The main limitation of this work lies in the specific case study (early acquired cardiac PET images from CA patients) approached with the explained methodology. In particular, in the limited dataset and in the fact that the severity of the disease was not accounted for (as a general index across the various subtypes is not available), possibly leading to biased data and dataset split. To better explore the capabilities and potentiality of the Bayesian framework in similar scenarios and to produce a severity metric based on PET acquisitions are objectives of future works.

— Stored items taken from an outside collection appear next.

PR #2343, opened 2025-11-04
More detailed documentation for recipes

pggPL:
# Description

This PR adds detailed documentation for the Low Precision Training feature in Transformer Engine, covering FP8, MXFP8, NVFP4, and other quantization recipes for both PyTorch and JAX frameworks.

## Type of change

- [ ] Infra/Build change
- [ ] Code refactoring

# Checklist:


docs/features/low_precision_training/introduction/introduction.rst
```diff
@@ -0,0 +1,277 @@
+..
+    Copyright (c) 2022-2025, NVIDIA CORPORATION & AFFILIATES. All rights reserved.
+
+    See LICENSE for license information.
+
+Introduction
+===================================
+
+Transformer Engine accelerates deep learning by leveraging low precision formats on NVIDIA GPUs.
+This chapter introduces mixed precision training and FP8 support.
```
ptrendx: I would change that a little to say that low precision training is only one of the ways TE accelerates training (although very important one :-) ).

docs/features/low_precision_training/introduction/introduction.rst
```diff
@@ -0,0 +1,277 @@
...
+
+.. raw:: html
+   :file: img/fp_formats_comparison.svg
+
+*Figure 1: Comparison of FP32, BF16, and FP16 floating-point formats showing bit allocation for sign, exponent, and mantissa.*
+
+The key differences between these formats are:
+
+* **FP32** (32 bits total): 1 sign bit + 8 exponent bits + 23 mantissa bits – standard single-precision format
+* **BF16** (16 bits total): 1 sign bit + 8 exponent bits + 7 mantissa bits – maintains FP32's exponent range but reduced precision
```
ptrendx:
```suggestion
* **BF16** (16 bits total): 1 sign bit + 8 exponent bits + 7 mantissa bits – maintains FP32's exponent range but has reduced precision
```

docs/features/low_precision_training/introduction/introduction.rst
```diff
@@ -0,0 +1,277 @@
...
+* **FP16** (16 bits total): 1 sign bit + 5 exponent bits + 10 mantissa bits – reduced range but higher precision than BF16
+
+BF16's advantage is that it shares the same exponent range as FP32, 
+making it easier to convert between the two formats without overflow/underflow issues. 
+FP16 offers better precision for smaller values but has a more limited dynamic range,
```
ptrendx:
```suggestion
FP16 offers better precision for smaller values but has a limited dynamic range,
```

docs/features/low_precision_training/introduction/introduction.rst
```diff
@@ -0,0 +1,277 @@
...
+which results in the need to perform loss scaling to avoid overflow/underflow—see `this paper on loss scaling <https://arxiv.org/pdf/1710.03740>`__ for more details.
+
+**Mixed precision**
+
+Not all operations can run in reduced precision.
```
ptrendx:
```suggestion
Not all operations should be run in reduced precision to preserve accuracy.
```

docs/features/low_precision_training/introduction/introduction.rst
```diff
@@ -0,0 +1,277 @@
...
+Modern deep learning frameworks use *mixed precision training*, where:
+
+* *Low precision* is used for matrix multiplications and other compute-heavy operations, which remain numerically stable at lower precision,
+* *High precision (FP32)* must be used for numerically sensitive operations to maintain training stability. These include layer normalization, softmax, and loss computations—operations that involve division or exponentiation, where small rounding errors can amplify and propagate through the network, leading to gradient instability or degraded convergence.
```
ptrendx: This is not quite correct, although I don't have the exact suggestion how to change it. Basically there are actually 3 types of operations in mixed precision: the ones that want low precision (like gemms), the ones that require high precision (like loss, sum or exponent), and ones that don't mind the low precision and use high precision internally to perform the calculation. LayerNorm and SoftMax are in that 3rd category - they need high precision but only internally, so if they are implemented as a single kernel then they are actually ok to have inputs/outputs in low precision (they may still need to have the weights in high precision though - this is what we do with LayerNorm for example) - e.g. softmax's output will always be <= 1, so there is no danger that it will overflow.

docs/features/low_precision_training/introduction/introduction.rst
```diff
@@ -0,0 +1,277 @@
...
+
+**Master weights**
+
+Mixed precision training also raises the question of how to store model weights.
```
ptrendx:
```suggestion
Another consideration in mixed precision training is how to store the model weights.
```

docs/features/low_precision_training/introduction/introduction.rst
```diff
@@ -0,0 +1,277 @@
...
+Lower precision formats like FP16 and BF16 have limited representational granularity, 
+which becomes problematic during gradient updates. 
+When a small gradient is added to a not so small weight stored in low precision, 
+the result may round back to the original value if the update falls below the format's precision threshold.
+Moreover, some elements of the gradient itself can be too small to be represented in low precision.
```
ptrendx:
```suggestion
Moreover, some elements of the gradient itself can be too small to be represented in low precision, especially after the accumulation from multiple GPUs in the data parallel training setting.
```

docs/features/low_precision_training/introduction/introduction.rst
```diff
@@ -0,0 +1,277 @@
...
+This ensures that even small gradients accumulate correctly over time.
+
+There are two common software approaches to storing master weights:
+
+* *In the optimizer*: 
+  The model holds low-precision weights, 
+  while the optimizer maintains FP32 copies alongside momentum and other state. 
+  During each step, 
+  the optimizer updates its FP32 copy and casts the result back to the model's low-precision weights. 
+  This makes it easier to shard master weights together with other optimizer state, for example in ZeRO optimizer.
```
ptrendx:
```suggestion
  This approach makes it easier to shard master weights together with other optimizer state, for example in ZeRO optimizer.
  Since the casting happens only during the optimizer step, this approach is also faster when optimizer runs less frequently than the model, e.g. when performing gradient accumulation or pipeline parallel training.
```

docs/features/low_precision_training/introduction/introduction.rst
```diff
@@ -0,0 +1,277 @@
...
+*Figure 2: Three approaches to weight storage—low precision only (no master weights), master weights stored in the model, and master weights stored in the optimizer.*
+
+.. tabs::
+
+   .. tab:: PyTorch
+
+      The PyTorch API of Transformer Engine provides two mechanisms to control precision:
+      
+      * **Weight precision**: Use the ``params_dtype`` argument in any TE layer constructor.
+      * **Computation precision**: Use the ``torch.autocast`` context manager.
```
ptrendx: We also use the input dtype to set the computation precision - see set_activation_dtype in base.py

docs/features/low_precision_training/introduction/introduction.rst
```diff
@@ -0,0 +1,277 @@
...
+
+   .. tab:: PyTorch
+
+      The PyTorch API of Transformer Engine provides an ``autocast`` context manager to control precision.
+      It's similar to the ``torch.autocast`` context manager, but tailored for low precision training.
+      The most important argument is the ``recipe`` argument, which accepts objects inheriting from
+      :class:`~transformer_engine.common.recipe.Recipe`.
+
+      Forward computations need to be performed inside the ``autocast`` context manager,
+      while the ``.backward()`` call should be outside of it.
```
ptrendx:
```suggestion
      while the ``.backward()`` call should be outside of it (it inherits the setting from the
      corresponding forward pass).
```

docs/features/low_precision_training/introduction/introduction.rst
```diff
@@ -0,0 +1,277 @@
...
+
+**Mixed precision with 8- or 4-bit precisions**
+
+From now on, we will refer to FP8/MXFP8/NVFP4 etc. as *low precision*
+and to FP32/BF16/FP16 as *high precision*. This terminology will be
+used throughout the rest of the documentation.
+
+Not all operations run in low precision:
+
+- **Non-attention linear operations**: run in low precision.
```
ptrendx: This is a little unclear, since people have different understanding of what "attention" means - it could be understood as dot product attention or as multihead attention (and so "non attention linear operations" could be interpreted as just mlp, which is not correct). Maybe we should provide examples or just drop the "non-attention" altogether and just talk about the linear operations.

docs/features/low_precision_training/introduction/introduction.rst
```diff
@@ -0,0 +1,277 @@
...
+- **Attention computations**: run in high precision by default (some recipes allow low precision as an option).
+- **Other operations** (layer normalization, softmax, etc.): run in high precision.
+
+Within high-precision operations, there are two categories:
+
+- **Configurable precision**: most operations run in parameter precision (FP32/BF16/FP16) or the precision specified by ``torch.autocast``.
+- **Fixed FP32 precision**: some operations, or parts of operations—such as the division in layernorm—always run in FP32, regardless of other settings.
+
+.. raw:: html
+   :file: img/mixed_precision_operations.svg
```
ptrendx, line 255: I'm not sure how I feel about splitting the attention into 3 blocks in this picture, especially the block saying "attn * V" is not great - those should be scores instead of "attn" I think?

docs/features/low_precision_training/performance_considerations/performance_considerations.rst
```diff
@@ -0,0 +1,480 @@
...
+and the j-th column of ``B`` (elements ``B_0j, B_1j, ...``). Thus, ``A`` is accessed rowwise 
+and ``B`` is accessed columnwise.
+
+For NT (non-transposed, transposed) multiplication ``C = A * B^T``, the formula changes to ``C_ij = sum_k(A_ik * B_jk)``.
+Now we iterate over the i-th row of ``A`` and the j-th row of ``B`` (elements ``B_j0, B_j1, ...``).
+Both tensors are accessed rowwise.
+
+The figure below illustrates these access patterns:
+
+.. figure:: img/gemm_access_pattern.svg
```
ptrendx, line 40: I think it is better to use square matrices here since as-is the second picture does not make sense - the dimensions of A and B don't match.

docs/features/low_precision_training/performance_considerations/performance_considerations.rst
```diff
@@ -0,0 +1,480 @@
...
+
+2. *Computation of quantized tensor in rowwise usage in forward pass and fused quantization to produce columnwise usage in backward pass*. 
+
+   This is usually slower than the previous one, since high precision tensor needs to be read twice.
+   It is used for example when high precision tensor is gathered both in forward and in backward 
+   and quantized tensor gather is not implemented for such recipe.
+
+3. *Computation of quantized tensor in rowwise usage in forward pass and transpose to columnwise usage in backward pass*. 
+
+   This is not possible for all recipes, but if it is possible it is more memory efficient than Option 1.
```
ptrendx:
```suggestion
   It is more memory efficient than Option 1, but not all recipes can utilize it (otherwise
   the quantization accuracy would drop due to double quantization errors).
```

docs/features/low_precision_training/performance_considerations/performance_considerations.rst
```diff
@@ -0,0 +1,480 @@
...
+
+Transformer Engine uses the best possible fusion internally, so users do not need to worry about the details.
```
ptrendx: That is pretty informal.

```suggestion
Transformer Engine chooses the best possible fusion internally taking the recipe and the operation into account.
```

docs/features/low_precision_training/performance_considerations/performance_considerations.rst
```diff
@@ -0,0 +1,480 @@
...
+We showcase this issue in the documentation to understand memory consequences of different fusion scenarios.
```
ptrendx: I would remove this sentence.

docs/features/low_precision_training/performance_considerations/performance_considerations.rst
```diff
@@ -0,0 +1,480 @@
...
+
+Memory usage
+------------
+
+This section discusses memory usage in low precision training. 
+Contrary to intuition, FP8 training does not always reduce memory compared to BF16/FP16.
+
+*Master weights*
+
+Transformer Engine stores weights in high precision and quantizes them to low precision before each GEMM.
```
ptrendx:
```suggestion
Transformer Engine by default stores weights in high precision and quantizes them to low precision before each GEMM.
```

docs/features/low_precision_training/performance_considerations/performance_considerations.rst
```diff
@@ -0,0 +1,480 @@
...
+Moreover, one can specify the precision of the weights stored in the model - if this can be FP32 or 
+BF16/FP16 -- or do not store high precision weights in the model at all. There are multiple scenarios to consider,
```
ptrendx:
```suggestion
Moreover, one can specify which high precision should be used to store the weights in the
model (FP32/BF16/FP16) -- or choose not to store high precision weights in the model at all.
There are multiple scenarios to consider,
```

docs/features/low_precision_training/performance_considerations/performance_considerations.rst
```diff
@@ -0,0 +1,480 @@
...
+three of them are listed below:
+
+1. model weights are in FP32, quantized to low precision before each GEMM,
+2. model weights are in BF16/FP16, quantized to low precision before each GEMM, master weights in optimizer are in FP32.
+3. model weight are stored directly in low precision, and master weights in optimizer are in FP32.
```
ptrendx:
```suggestion
3. model weights are stored directly in low precision, and master weights in optimizer are in FP32.
```

docs/features/low_precision_training/performance_considerations/performance_considerations.rst
```diff
@@ -0,0 +1,480 @@
...
+
+Note that all these scenarios may have different memory footprints.
```
ptrendx:
```suggestion
Note that each of these scenarios may have different memory footprint.
```

docs/features/low_precision_training/performance_considerations/performance_considerations.rst
```diff
@@ -0,0 +1,480 @@
...
+
+*Activations saved for backward*
+
+Unlike weights, activations do not require a high precision copy for optimizer updates. 
+As shown in Table 2, the input needs rowwise usage in forward and columnwise usage 
+for weight gradient computation in backward — so it must be saved between passes.
+
+The memory impact depends on which scenario from Figure 3.
```
ptrendx: Incomplete sentence?

docs/features/low_precision_training/performance_considerations/performance_considerations.rst
```diff
@@ -0,0 +1,480 @@
...
+Additionally, on architectures where rowwise and columnwise share the same memory layout
```
ptrendx:
```suggestion
Additionally, on architectures where rowwise and columnwise tensors share the same memory layout 
```

ptrendx: or usages?

docs/features/low_precision_training/performance_considerations/performance_considerations.rst
```diff
@@ -0,0 +1,480 @@
...
+         .. literalinclude:: memory_usage_2_pytorch.out
+            :language: text
+            :start-after: # START_MEMORY_USAGE_2
+            :end-before: # END_MEMORY_USAGE_2
+      
+      Total memory usage is ``2 MB (weight) + 1 MB (weight in FP8) + 2 MB (input) + 1 MB (input in FP8) + 2 MB (output) = 8 MB``.
+      
+      **3. FP8 training with model weights stored directly in low precision**
+
+      When model weights are stored directly in low precision, master weights are not needed.
```
ptrendx: Master weights are not needed? This sentence is probably wrong - you should say that this is because we are doing inference or something?

Also, the numbers are slightly misleading since input in high precision is saved only because of the user script rather than the model saving it for backward. So a better example would delete input from the user script and show that in this case the memory usage is actually lower than in BF16.

docs/features/low_precision_training/performance_considerations/performance_considerations.rst
```diff
@@ -0,0 +1,480 @@
...
+Fused layers
+------------
+
+
+Transformer Engine provides fused layers such as ``LayerNormLinear`` and ``LayerNormMLP`` 
+that enable kernel fusion optimizations. One key optimization is fusing layer normalization 
+with quantization.
+
+In a typical Transformer architecture, LayerNorm precedes a Linear layer. Without fusion, 
+the LayerNorm outputs in FP32, and the Linear layer must then quantize this input before
```
ptrendx:
```suggestion
the LayerNorm outputs in high precision, and the Linear layer must then quantize this input before 
```

docs/features/low_precision_training/performance_considerations/performance_considerations.rst
```diff
@@ -0,0 +1,480 @@
...
+         
+         JAX does not currently support storing model weights directly in FP8 format
+         like PyTorch's ``quantized_model_init``. Weights are always stored in high precision
+         (BF16/FP32) and quantized to FP8 during computation.
+
+Fused layers
+------------
+
+
+Transformer Engine provides fused layers such as ``LayerNormLinear`` and ``LayerNormMLP``
```
ptrendx:
```suggestion
Transformer Engine provides fused layers such as ``LayerNormLinear`` (``LayerNormDenseGeneral`` in JAX) and ``LayerNormMLP`` 
```

docs/features/low_precision_training/performance_considerations/performance_considerations.rst
```diff
@@ -0,0 +1,480 @@
...
+         </div>
+
+      .. literalinclude:: fused_layers_pytorch.py
+         :language: python
+         :start-after: # START_FUSED_LAYERS
+         :end-before: # END_FUSED_LAYERS
+      
+      The fused ``LayerNormLinear`` layer is particularly efficient in FP8 training because 
+      it avoids an intermediate quantization step. The LayerNorm output is directly quantized 
+      for the GEMM operation, reducing memory bandwidth and improving performance.
```
ptrendx:
```suggestion
      for the GEMM operation, reducing memory movement and improving performance.
```

docs/features/low_precision_training/performance_considerations/performance_considerations.rst
```diff
@@ -0,0 +1,480 @@
...
+         </div>
+
+      .. literalinclude:: fused_layers_jax.py
+         :language: python
+         :start-after: # START_FUSED_LAYERS
+         :end-before: # END_FUSED_LAYERS
+      
+      The fused ``LayerNormDenseGeneral`` layer is particularly efficient in FP8 training because 
+      it avoids an intermediate quantization step. The LayerNorm output is directly quantized 
+      for the GEMM operation, reducing memory bandwidth and improving performance.
```
ptrendx:
```suggestion
      for the GEMM operation, reducing memory movement and improving performance.
```

docs/features/low_precision_training/performance_considerations/performance_considerations.rst
```diff
@@ -0,0 +1,480 @@
...
+the interaction between communication and low precision computation.
+
+Recall that each Linear layer involves six tensors: weight, input, output, and their gradients. 
+Of these, output and gradients are returned in high precision, and weights are generally not 
+communicated (except in FSDP, which is outside the scope of this section). This leaves two 
+tensors where low precision communication matters: **input** and **output gradient**.
+
+For sequence parallelism, TE supports all-gather of quantized tensors. This provides several benefits:
+
+1. *Reduced memory* — no need to store high precision tensors for backward pass.
```
ptrendx:
```suggestion
1. *Reduced memory usage* — no need to store high precision tensors for backward pass.
```

docs/features/low_precision_training/performance_considerations/save_original_input_pytorch.out
```diff
@@ -0,0 +1,12 @@
+/usr/local/lib/python3.12/dist-packages/torch/library.py:356: UserWarning: Warning only once for all operators,  other operators may also be overridden.
```
ptrendx: Do we need this warning :-)?

docs/features/low_precision_training/fp8_current_scaling/fp8_current_scaling.rst
```diff
@@ -0,0 +1,178 @@
+..
+    Copyright (c) 2022-2025, NVIDIA CORPORATION & AFFILIATES. All rights reserved.
+
+    See LICENSE for license information.
+
+FP8 Current Scaling
+===================================
+
+FP8 current scaling is the simplest low precision recipe provided by Transformer Engine.
```
ptrendx:
```suggestion
FP8 current scaling recipe is the simplest low precision recipe provided by Transformer Engine. 
```

docs/features/low_precision_training/fp8_current_scaling/fp8_current_scaling.rst
```diff
@@ -0,0 +1,178 @@
...
+   :file: img/fp8_formats.svg
+
+*Figure 1: Structure of the floating point datatypes. All of the values shown (in FP16, BF16, FP8 E4M3 and FP8 E5M2) are the closest representations of value 0.3952.*
+
+
+**E4M3 and E5M2 usage in training**
+
+By default, Transformer Engine uses a hybrid approach:
+
+* *Forward pass* - activations and weights require more precision, so E4M3 datatype is best used.
```
ptrendx:
```suggestion
* *Forward pass* - activations and weights require more precision, so E4M3 datatype is used to store them.
```

docs/features/low_precision_training/fp8_current_scaling/fp8_current_scaling.rst
```diff
@@ -0,0 +1,178 @@
...
+* *Backward pass* - gradients are less susceptible to precision loss but require higher dynamic range, so E5M2 datatype is preferred. 
+
+The user can configure this behavior via the ``fp8_format`` parameter of the recipe.
+
+
+Scaling factors
+---------------
+
+
+FP8's limited dynamic range is insufficient for many tensors.
```
ptrendx:
```suggestion
Limited dynamic range of FP8 datatype is insufficient for many tensors. 
```

docs/features/low_precision_training/fp8_current_scaling/fp8_current_scaling.rst
```diff
@@ -0,0 +1,178 @@
...
+
+The user can configure this behavior via the ``fp8_format`` parameter of the recipe.
+
+
+Scaling factors
+---------------
+
+
+FP8's limited dynamic range is insufficient for many tensors. 
+To address this, scaling factors are used. In FP8 Current Scaling there is one **FP32** scale factor per tensor.
```
ptrendx:
```suggestion
To address this, values in the tensor are scaled. FP8 Current Scaling recipe uses one **FP32** scale factor per tensor.
```

docs/features/low_precision_training/fp8_current_scaling/fp8_current_scaling.rst
```diff
@@ -0,0 +1,178 @@
...
+    x = x_fp8 * s
+
+where
+
+* ``x_fp8`` is the FP8 value (E4M3 or E5M2),
+* ``s`` is a global **FP32** scaling factor applied to the entire tensor.
+
+**FP8 Current Scaling quantization**
+
+Let's look more closely at how quantization to FP8 with scaling factor is implemented in
```
ptrendx:
```suggestion
Let's take a closer look at how quantization to FP8 with scaling factor is implemented in
```

docs/features/low_precision_training/fp8_current_scaling/fp8_current_scaling.rst
```diff
@@ -0,0 +1,178 @@
...
+the FP8 Current Scaling recipe.
+
+.. raw:: html
+   :file: img/fp8_scaling_concept.svg
+
+*Figure 3: Quantization to FP8 consists of amax computation, scaling to fit the FP8 range and casting to the respective FP8 format.*
```
ptrendx:
```suggestion
*Figure 3: Quantization to FP8 consists of amax (absolute maximum) computation, scaling to fit the FP8 range and casting to the respective FP8 format.*
```

docs/features/low_precision_training/fp8_current_scaling/fp8_current_scaling.rst
```diff
@@ -0,0 +1,178 @@
...
+
+Quantization to FP8 consists of 3 steps:
+
+1. Computation of the absolute maximum value of the tensor - we refer to it as ``amax``.
+2. Applying the scaling factor of ``fp8_max / amax`` to the tensor, to fit it into the FP8 range
+3. Casting into the respective FP8 format using *Round To Nearest Even (RTNE)*. Values round to the nearest representable FP8 value. When exactly halfway between two values, rounds to the one with even mantissa to minimize systematic bias.
```
ptrendx, line 67: Not sure if we need to explain how round to nearest even works here, but I'm ok with leaving this if you think it is useful.

docs/features/low_precision_training/fp8_current_scaling/fp8_current_scaling.rst
```diff
@@ -0,0 +1,178 @@
...
+   :file: img/fp8_cast_process.svg
+
+*Figure 4: FP8 quantization with current scaling recipe - two tensor reads are needed, one to compute amax and one to apply the scaling factor and cast to FP8.*
+
+Hardware support
+----------------
+
+The Hopper architecture introduced FP8 support in Tensor Cores, enabling efficient low-precision computation. 
+Tensor Cores support every combination of E4M3 and E5M2 formats as inputs, allowing flexible precision choices for different operands.
+The inputs to an FP8 Tensor Core operation consist of chunks of FP8 tensors along with their corresponding scaling factors.
```
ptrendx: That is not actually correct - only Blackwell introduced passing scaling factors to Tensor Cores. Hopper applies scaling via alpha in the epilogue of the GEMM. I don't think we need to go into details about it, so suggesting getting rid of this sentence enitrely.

Moreover, better tuning of the models and a major exploration of possible approximations and algorithms to improve Bayesian inference performance and computational cost could also be considered future works.

Conclusion

In the present work, four models were developed to assess, through a CA classification case study, the capability of BCNNs to overcome some of the limitations of deep learning in data scarcity scenarios. The developed BCNN showed comparable accuracy on the test dataset in comparison with the deterministic CNN; it is also able to reduce silent failures by spotting OOD inputs better than the deterministic and approximate bayesian models. Moreover, both the approximate Bayesian DropBCNN and the BCNN provided epistemic uncertainty. It is well known that epistemic uncertainty is fundamental for enriching the prediction and delivering crucial information to improve model performance, better interpret results, and possibly construct thresholds to refuse classification.